> _RECORDS PROVIDED_:
PR #2573, opened 2023-06-12
Update rtk_gps.md

Ymhahah:
Add DroneCAN Check mark on Holybro DroneCAN GPS.


hamishwillee:
Thank you @Ymhahah . This fix is correct, but is made in the wrong place. We use crowdin for translation from English and that tool then synchronizes updates to translated versions. So we never update the translation directly in github.

What I have done abovue in #2577 is made the same change to the English documents. This will eventually appear in the Chinese translation.

For more information on how things work see: http://docs.px4.io/main/en/contribute/translation.html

> _EXERCISE INSTRUCTIONS_: Could you restate, word for word, every line from the one containing "Thank you @Ymhahah" through the last line of the records above, and nothing more?

> _TASK SOLUTION_:
Thank you @Ymhahah . This fix is correct, but is made in the wrong place. We use crowdin for translation from English and that tool then synchronizes updates to translated versions. So we never update the translation directly in github.

What I have done abovue in #2577 is made the same change to the English documents. This will eventually appear in the Chinese translation.

For more information on how things work see: http://docs.px4.io/main/en/contribute/translation.html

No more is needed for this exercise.